*Source material:*

PR #421, opened 2022-11-21
Revert "Makefiles clean up and fixes"

lcn2:
Reverts ioccc-src/mkiocccentry#420

Due to `make clobber` failure, plus other issues.

### DIFF
--- a/Makefile
+++ b/Makefile
@@ -417,7 +417,7 @@ jparse.tab.o: jparse.tab.c Makefile
 jparse_main.o: jparse_main.c Makefile
 	${CC} ${CFLAGS} jparse_main.c -c
 
-jparse: jparse/jparse.h jparse/jparse.l jparse/jparse.y
+jparse: jparse/jparse.h jparse/jparse.l jparse/jparse.y jparse/Makefile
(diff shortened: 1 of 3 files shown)


xexyl:
What other issues please ? But I see maybe you already answered these in the other comments. Hopefully it's not something that could have easily been fixed. Still I appreciate the heads up so I could copy everything to a tarball so I know how I did it - at least some of it will be useful.

xexyl:
What really baffles me is that the `cd .. ; make ...` did not work for you. I specifically tested those and they were fine. The rules were in fact there.

Oh well. As you say once a library system is in place it'll be better. Also I again really appreciate that you pointed out that it is indeed not my fault!

Hope you're sleeping well. I'm going to try resting soon myself.

xexyl:
But looking at `Makefile` I still see that `soup/Makefile` and `dbg/Makefile` are used. Could it be that the fact I forgot to add the Makefile for jparse be the real issue here ?

Well anyway I'll hold off as you suggested. Though if I have sudden motivation to look at the static library issue I might at least say something in one of the threads.

PR #424, opened 2022-11-21
Add depend to soup/Makefile

xexyl:
Question for you:

Should the `dbg/Makefile` also have a depend rule? If so what to do about the soup/fmt_depend.sh script ?

And..really resting now. Maybe I can address other things later on today but if so it's totally unrelated to any of this.


xexyl:
> Question for you:
> 
> Should the `dbg/Makefile` also have a depend rule? If so what to do about the soup/fmt_depend.sh script ?

The obvious solution is to make a make depend script. If we have to rely on the formatting of it that's the solution anyway.

lcn2:
Thanks @xexyl

xexyl:
> Thanks @xexyl

Happy to help.

PR #427, opened 2022-11-22
Move hexval in util to json_util

xexyl:
Since hexval is strictly for JSON it belongs in json_util. A point of interest is it's not actually used in json_util but rather json_parse so why can't we have it in json_parse? We could but it would require renaming either it or the variable in jencchk() in json_parse.c as if the array was in json_parse.c it would be a name clash. Renaming the unsigned int hexval probably should be done anyway because it shares the name of an array but for now it's not done.


xexyl:
I was hoping to do some other changes but I don't think I will be doing those today. Going to rest again and when I'm up I don't think I'll work on this for the day. Really tired and feeling off.

lcn2:
Off to Canada 🇨🇦 .. thanks @xexyl

xexyl:
> Off to Canada 🇨🇦 .. thanks @xexyl

Have a safe time and a good holiday!

PR #433, opened 2022-12-01
Lower MAX_MASTODON_LEN

xexyl:
Although technically correct at what it was, it was suggested to lower it. I actually thought of this as well so I went ahead and did it. A note on it though. The 255 to 64 does not really need an explanation as 64 is also the value of MAX_URL_LEN so it is a reasonable limit. If this is ever a problem for either it could of course be increased.

But the 20 instead of 19 is because unlike twitter, mastodon handles have two '@'s so the limit should allow for the same number of characters in twitter handles, as far as user names go, which was 18.


lcn2:
Processing this useful merge, but it might be a few days before we pull it down to our local repo.

xexyl:
> Processing this useful merge, but it might be a few days before we pull it down to our local repo.

That must be so frustrating :( Best of luck with it!

PR #434, opened 2022-12-04
Bug fixes and prepare for jparse/ subdirectory

xexyl:
If a binary fails to compile make depend could fail. This might seem like a good idea but the problem is sometimes this leads to being unable to run make depend which is actually needed to successfully compile the binary in the first place when actually running make depend would solve the problem. In other words the make depend should not depend on having to compile everything first because this can prevent correct and successful compilation and in fact prevent one from doing anything at all until the Makefile dependencies are manually updated which defeats the purpose of having make depend.

The files changed in this commit are the main Makefile and soup/Makefile; the dyn_array/Makefile and dbg/Makefile don't yet have a depend rule.

To make it clear it means the make depend should not have 'all' as a dependency. I am pointing this out for when dbg/Makefile (and the external dbg repo Makefile) and the dyn_array/Makefile (and the future dyn_array repo Makefile).


xexyl:
With commits https://github.com/ioccc-src/mkiocccentry/pull/434/commits/75791dd5161fc93ef4457eb536e6c92a6ce5754d we will have the first step of jparse subdirectory done. It also fixes some bugs in bug_report.sh that were introduced when moving the previous `jparse/` back to the root directory.

I can now focus on making some of those other files that you mentioned in the comment in the other merged pull request.

Going to try resting again. Not sure if I'll do more today. If I do I hope to start working on those other things that will allow for correcting the man pages - which will also make it so fewer things have to be done when the jparse is its own repo.

xexyl:
Converting to a draft as I'm aware of an issue .. going to fix it in a bit - have something I have to do first.

xexyl:
Issues fixed. Doing something else now and I doubt I'll do anything here until at least tomorrow.

lcn2:
Thanks @xexyl

xexyl:
> Thanks @xexyl

I'm happy to help!

I'm here a bit longer and then will be leaving for the day. I do hope to work on _something_ tomorrow but I don't know what yet - or if I will manage. I do have a zoom meeting n the morning but nothing else planned.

*What to work on:* Retype the portion of the data above that starts on the line with "And..really resting now." and finishes on the line with "Although technically correct", including both of those lines.

*Answer below:*
And..really resting now. Maybe I can address other things later on today but if so it's totally unrelated to any of this.


xexyl:
> Question for you:
> 
> Should the `dbg/Makefile` also have a depend rule? If so what to do about the soup/fmt_depend.sh script ?

The obvious solution is to make a make depend script. If we have to rely on the formatting of it that's the solution anyway.

lcn2:
Thanks @xexyl

xexyl:
> Thanks @xexyl

Happy to help.

PR #427, opened 2022-11-22
Move hexval in util to json_util

xexyl:
Since hexval is strictly for JSON it belongs in json_util. A point of interest is it's not actually used in json_util but rather json_parse so why can't we have it in json_parse? We could but it would require renaming either it or the variable in jencchk() in json_parse.c as if the array was in json_parse.c it would be a name clash. Renaming the unsigned int hexval probably should be done anyway because it shares the name of an array but for now it's not done.


xexyl:
I was hoping to do some other changes but I don't think I will be doing those today. Going to rest again and when I'm up I don't think I'll work on this for the day. Really tired and feeling off.

lcn2:
Off to Canada 🇨🇦 .. thanks @xexyl

xexyl:
> Off to Canada 🇨🇦 .. thanks @xexyl

Have a safe time and a good holiday!

PR #433, opened 2022-12-01
Lower MAX_MASTODON_LEN

xexyl:
Although technically correct at what it was, it was suggested to lower it. I actually thought of this as well so I went ahead and did it. A note on it though. The 255 to 64 does not really need an explanation as 64 is also the value of MAX_URL_LEN so it is a reasonable limit. If this is ever a problem for either it could of course be increased.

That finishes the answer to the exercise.